At the time Dreher visited, the Guest Master was a monk named Br Ignatius who told him, ‘If your life is to seek Christ, this is it. You will find redemption in serving these guests, because Christ is coming in them.’
I wonder if this is the reason why Pope Benedict XVI referred to St Benedict’s Rule as a school in which we can learn a ‘true humanism’ – because at the heart of Christian humanism is the recognition that Christ is present, in a unique way, in the poor and needy and in the guest.
Maybe this is an area in which we can receive St Benedict’s Rule as a gift in our approach to technology. Even though we cannot abandon technology completely (and nor should we), Dreher notes that we can impose on ourselves a discipline similar to the Benedictine monks.
If you need to, go “off the grid” for a period of time. I did that recently and it worked wonders for my mental health. Otherwise, instituting regular technology-free periods could be a real answer to the problem technology poses to our lives.

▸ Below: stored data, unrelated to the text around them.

PR #299, opened 2019-12-03
Fix sierra physical/digital merger rule

alicefuzier:
For https://github.com/wellcometrust/platform/issues/4081

### DIFF
--- a/pipeline/merger/src/main/scala/uk/ac/wellcome/platform/merger/rules/physicaldigital/SierraPhysicalDigitalPartitioner.scala
+++ b/pipeline/merger/src/main/scala/uk/ac/wellcome/platform/merger/rules/physicaldigital/SierraPhysicalDigitalPartitioner.scala
@@ -1,10 +1,6 @@
 package uk.ac.wellcome.platform.merger.rules.physicaldigital
 
-import uk.ac.wellcome.models.work.internal.{
-  BaseWork,
-  IdentifierType,
-  UnidentifiedWork
-}
+import uk.ac.wellcome.models.work.internal.{BaseWork, DigitalLocation, Identifiable, IdentifierType, Item, PhysicalLocation, Unidentifiable, UnidentifiedWork}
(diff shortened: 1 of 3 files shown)


pipeline/merger/src/main/scala/uk/ac/wellcome/platform/merger/rules/physicaldigital/SierraPhysicalDigitalPartitioner.scala
```diff
@@ -21,14 +17,20 @@ trait SierraPhysicalDigitalPartitioner extends WorkTagPartitioner {
...
-      case Some(t) => t.id == "v" && t.label == "E-books"
+    work.data.items match {
+      case List(Unidentifiable(Item(List(_:DigitalLocation), _))) => true
+      case _ => false
+    }
+
+  private def isPhysicalWork(work: UnidentifiedWork): Boolean =
+    work.data.items match {
+      case List(Identifiable(Item(List(_:PhysicalLocation), _), _, _,_)) => true
+      case _ => false
```
warrd: What happens in cases where there is more than one item? It seems like `isDigitalWork` and `isPhysicalWork` would both be `false`, is this by design?

alicefuzier: Yes. In the use case where we definitely want to merge we will have one item in each. This will make the merger more conservative but it is intentional, to avoid catching any of the other use cases where we might have a digitital item but we don't want to merge.

warrd: That makes sense. It might be worth having a comment explaining this in the file, especially as the logic for this is split across both the partioner and the merger rule.

PR #300, opened 2019-12-04
write first test of scoringTiers query

jamesgorrie:
I'd like to write some more, but would also like to get this out so we can start testing it as the reporting on the queries are more important than the tests on fake data being sort of right.

This though does make sure it isn't broken, which is great.

### DIFF
--- a/api/api/src/main/scala/uk/ac/wellcome/platform/api/services/ElasticsearchQueryBuilder.scala
+++ b/api/api/src/main/scala/uk/ac/wellcome/platform/api/services/ElasticsearchQueryBuilder.scala
@@ -42,8 +42,8 @@ object QueryDefaults {
     // TODO: (jamesgorrie) think of a more sustainable way of doing this
     // maybe having a just a list of terms that we use terms queries to query against,
     // and then have more structured data underlying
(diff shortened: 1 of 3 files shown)


api/api/src/main/scala/uk/ac/wellcome/platform/api/services/ElasticsearchQueryBuilder.scala
```diff
@@ -42,8 +42,8 @@ object QueryDefaults {
     // TODO: (jamesgorrie) think of a more sustainable way of doing this
     // maybe having a just a list of terms that we use terms queries to query against,
     // and then have more structured data underlying
-    ("data.subjects.*", Some(8.0)),
-    ("data.genres.label", Some(8.0)),
+    ("subjects.agent.concepts.agent.label", Some(8.0)),
+    ("genres.concepts.agent.label", Some(8.0)),
```
warrd: Is removing `data` a mistake?

jamesgorrie: Thank you - added a test to make sure we do actually search, and rank highly, these fields.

Instead of having our minds consumed by social and video media, this could be an opportunity for us to learn from the monastics and reclaim our ability to be present to people, to listen and to authentically communicate in a way that doesn’t obscure someone’s humanity; to learn how to receive someone as if we were receiving Christ Himself.
The monastics teach us that “unplugging” from the world is not simply about escaping its problems. It is about trying to solve them by building something new, something human, something that honours Christ in people. It is about rejecting what is not life-giving and investing in something that is.